You can predict how long a young bird is likely to live by looking at just one specialised piece of genetic material in its cells, new research shows.
These portions of DNA, called telomeres, occur in almost all higher animals and plants. They mark the chromosome ends and protect organisms’ genes from damage.
But they gradually shorten over time, and when they reach a certain point they can no longer do their job, exposing the unprotected chromosomes to damage. This causes cells to malfunction and tissues to deteriorate, hastening death.
Researchers from the Universities of Glasgow and Exeter measured telomere length in a captive population of zebra finches when they were 25 days old, and then at regular intervals throughout their natural lives. The birds’ lifespans varied greatly, from just 210 days to almost nine years. Those that started with long telomeres tended to have long lives.
Dr. Britt Heidinger is the first author of the paper, which is published in Proceedings of the National Academy of Sciences. Heidinger said:
While there was a lot of variation amongst individuals in telomere length, those birds that lived longest had the longest telomeres at every measurement point.

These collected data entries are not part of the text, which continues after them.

PR #1161, opened 2023-06-19
probe-cli: Update to quic-go v0.37.3 

kelmenhorst:
## Checklist

- [x] I have read the [contribution guidelines](https://github.com/ooni/probe-cli/blob/master/CONTRIBUTING.md)
- [x] reference issue for this pull request: https://github.com/ooni/probe/issues/2492

## Description

This diff updates our QUIC code, mainly in netxlite, to quic-go v0.35.1, including the new API introduced in v0.35.0.
The migration has been done according to https://github.com/ooni/probe/issues/2492.

Major changes: 
* Replaced call to `quic.DialEarlyContext` with call to `quic.DialEarly` (netxlite/quic.go).
* Removed now unnecessary address string in `DialEarly` calls (netxlite/quic.go).
* Replaced `quic.Listener` with `*quic.Listener` (simplequicping_test.go).
* Adapted signature of `HandshakeComplete` such that it returns a channel rather than a context (quic code in netxlite, measurex, mocks).
* Renamed `QUICListener` to `UDPListener`.

~**Attention**: Tests using a failing `MockSyscallConn` (e.g. in measurexlite) fail, due to [issues with closing the quic.Transport quic-go](https://github.com/quic-go/quic-go/issues/3906).~

**Update (07.08.2023):**
Upgraded to quic-go 0.37.3 with the following changes:
* `quic.ConnectionState.TLS` points directly to a `tls.ConnectionState` instead of pointing to a `qtls.ConnectionState` instance. Background: Starting with Go 1.21, quic-go will use the QUIC support provided by the standard library's TLS implementation. Thus, quic-go will no longer fork crypto/tls anymore.
* changed signature of `quic.Connection`'s `ReceiveMessage` method

PR #1245, opened 2023-09-08
fix(webconnectivityqa): Close the QAEnv

kelmenhorst:
## Checklist

- [x] reference for this pull request: Error emerged here: https://github.com/ooni/probe-cli/pull/1161

## Description

This diff fixes the panics caused by the new quic-go API. 
We did not close the `QAEnv` in some of our webconnectivityqa tests. Therefore, the QUIC Server would not close the underlying UDP socket (`net.PacketConn`) and the local address of this socket would not be removed from the QUIC multiplexer. 
In the subsequent test case, the new quic-go API (see https://github.com/ooni/probe-cli/pull/1161) would panic because the local address of the server would still be registered in the global QUIC multiplexer.


bassosimone (approved):
🐳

It’s known that there’s some inherited genetic component to telomere length, but also that it varies due to environmental factors such as stress.

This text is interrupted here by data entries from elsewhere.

PR #1270, opened 2023-09-14
feat(netxlite): add flexible HTTP transport factory

bassosimone:
Now that we've clearly labeled and packaged technical debt, we can copy existing technical-debt-ridden code and modify it to obtain a flexible factory for creating HTTP transports, `NewHTTPTransportWithOptions`.

In particular, this factory uses sensible defaults for measuring and there are options that you can pass it to customize details such as the backend proxy that we previously unconditionally configured.

More in detail, this is a side-by-side comparison between new code's defaults and old code:

| Setting Name        | httpquirks.go (old code) | httpfactory.go  (new code) |
| ------------------- | ------------------------ | -------------------------- |
| .Proxy              | nil                      | nil                        |
| .MaxConnsPerHost    | 1                        | ooni/oohttp's default      |
| .DisableCompression | true                     | true                       |
| .ForceAttemptHTTP2  | true                     | true                       |

So, basically, the biggest change is that we've removed the limitation of the max number of connections per host being set to 1. In any case, the new code allows to configure each of these fields.

This factory will be the starting point for having custom network functions for the engine in line with https://github.com/ooni/probe/issues/2531.

While there, acknowledge that `NewHTTPClient` contains technical debt because it does unconditionally disable cookies, to document that and move it inside of the proper file (`httpquirks.go`).

### DIFF
--- a/internal/netxlite/httpfactory.go
+++ b/internal/netxlite/httpfactory.go
@@ -27,7 +27,12 @@ type HTTPTransportOption func(txp *oohttp.Transport)
 // HTTP_PROXY and HTTPS_PROXY environment variables, which is required if
 // we want to use this code for measuring;
 //
-// 2. the .ForceAttemptHTTP2 field is set to true.
+// 2. the .ForceAttemptHTTP2 field is set to true;
+//
+// 3. the .DisableCompression field is set to true, again required if we
+// want to use this code for measuring, and we should make sure the defaults
+// we're using are suitable for measuring, since the impact of making a
+// mistake in measuring code is a data quality issue 😅.
 //
 // The returned transport supports logging and error wrapping because
 // internally this function calls [WrapHTTPTransport] before we return.
@@ -46,6 +51,7 @@ func NewHTTPTransportWithOptions(logger model.Logger,
 	txp.DialTLSContext = tlsDialer.DialTLSContext
 
 	// As documented, disable proxies and force HTTP/2
+	txp.DisableCompression = true
 	txp.Proxy = nil
 	txp.ForceAttemptHTTP2 = true
 
--- a/internal/netxlite/httpfactory.go
+++ b/internal/netxlite/httpfactory.go
@@ -1,12 +1,89 @@
 package netxlite
 
 import (
-	"net/http"
+	"net/url"
 
+	oohttp "github.com/ooni/oohttp"
 	"github.com/ooni/probe-cli/v3/internal/model"
 )
 
-// NewHTTPClient creates a new, wrapped HTTPClient using the given transport.
-func NewHTTPClient(txp model.HTTPTransport) model.HTTPClient {
-	return WrapHTTPClient(&http.Client{Transport: txp})
+// HTTPTransportOption is an initialization option for [NewHTTPTransport].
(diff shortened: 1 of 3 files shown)


internal/netxlite/httpfactory.go
```diff
@@ -1,12 +1,89 @@
...
+
+// NewHTTPTransport is the high-level factory to create a [model.HTTPTransport] using
+// github.com/ooni/oohttp as the HTTP library with HTTP/1.1 and HTTP2 support.
+//
+// This transport is suitable for HTTP2 and HTTP/1.1 using any TLS
+// library, including, e.g., github.com/ooni/oocrypto.
+//
+// This factory clones the default github.com/ooni/oohttp transport and
+// configures the provided dialer and TLS dialer by setting the .DialContext
+// and .DialTLSContext fields of the transport. We'll wrap the provided
```
bassosimone, line 21:
```suggestion
// and .DialTLSContext fields of the transport. We also wrap the provided
```

internal/netxlite/httpfactory.go
```diff
@@ -1,12 +1,89 @@
...
+		TLSDialer:     tlsDialer,
+	})
+}
+
+// HTTPTransportOptionProxyURL configures the transport to use the given proxyURL
+// or disables proxying (already the default) if the proxyURL is nil.
+func HTTPTransportOptionProxyURL(proxyURL *url.URL) HTTPTransportOption {
+	return func(txp *oohttp.Transport) {
+		txp.Proxy = func(r *oohttp.Request) (*url.URL, error) {
+			return proxyURL, nil
```
bassosimone, line 70:
```suggestion
			// "If Proxy is nil or returns a nil *URL, no proxy is used."
			return proxyURL, nil
```

internal/netxlite/httpfactory.go
```diff
@@ -1,12 +1,96 @@
...
+// HTTPTransportOptionMaxConnsPerHost configures the .MaxConnPerHosts field, which
+// otherwise uses the default set in github.com/ooni/oohttp.
+func HTTPTransportOptionMaxConnsPerHost(value int) HTTPTransportOption {
+	return func(txp *oohttp.Transport) {
+		txp.MaxConnsPerHost = value
+	}
+}
+
+// HTTPTransportOptionDisableCompression configures the .DisableCompression field, which
+// otherwise uses the default set in github.com/ooni/oohttp, i.e., false.
```
bassosimone, line 91:
```suggestion
// otherwise is set to true, so that this code is ready for measuring out of the box.
```

internal/netxlite/httpfactory_test.go
```diff
@@ -0,0 +1,170 @@
...
+			t.Fatal("invalid TLS dialer")
+		}
+
+		// make sure there's the stdlib adapter
+		stdlibAdapter := txpCloser.HTTPTransport.(*httpTransportStdlib)
+		oohttpStdlibAdapter := stdlibAdapter.StdlibTransport
+		underlying := oohttpStdlibAdapter.Transport
+
+		// now let's check that everything is configured as intended
+		// by applying the expected changes to a cloned default transport
```
bassosimone, line 49:
```suggestion
```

Previous research has already shown that telomere length could help predict lifespan in other species, including Alpine swifts and southern giant petrels. But these studies measured the subjects’ telomere length only once or twice, and didn’t monitor the same individuals throughout their natural lives. So in such studies there are biases that could have been affecting the results.
For example, the petrel research started out with adult birds at a range of ages. This means that those individuals dying young were excluded from the study, and it was not possible to examine early life telomere length. Professor Pat Monaghan of the University of Glasgow, who led the group, said:
What’s unique here is that rather than sampling individuals over a range of ages we measured telomere length in these zebra finches from early in life and then followed the same individuals for the rest of their natural lives. This means that we can show that telomere length in early life is a better predictor of lifespan than telomere length in adulthood.
There’s been a great deal of research on the mechanics of how telomere length changes can cause cells to malfunction; our study provides conclusive evidence that in this is linked to animal lifespans.
Of course, in the wild birds die for all kinds of reasons that have nothing to do with how long their telomeres are, including disease and predators. The captive finch flock didn’t face these perils, so the effect of differences in telomere length was easier to discern. Monaghan explained:
We’re really looking at the capacity for long life in the absence of external factors that cause death.
Telomeres are specialised sections of genetic material that sit at the end of chromosomes, marking the chromosome ends and protecting them from gradual damage and from losing genetic information during cell division.
But they have a finite lifespan. Whenever each cell divides, the telomeres protecting its chromosomes get shorter. Eventually, they can’t shorten any further and the cell can no longer function properly and stops dividing. So you can imagine how starting off with longer telomeres would keep your chromosomes protected for longer. Long telomeres might also be related to other factors that promote longevity, such as resistance to oxidative damage.
Monaghan said her team is now embarking on a five-year follow-up project to find out how far telomere length is passed on from parents to offspring and how changes in telomere length are affected by environmental factors.
It’s certainly too early to know how far telomere length in early life affects human lifespan, said Monaghan. There have been studies on this, but because humans live so long they’ve tended to start off with people who are already elderly. So as with her team’s previous studies on other birds, it’s not impossible that this is biasing the results by excluding individuals who died at younger ages, making it harder to detect the true relationship between lifespan and telomere length.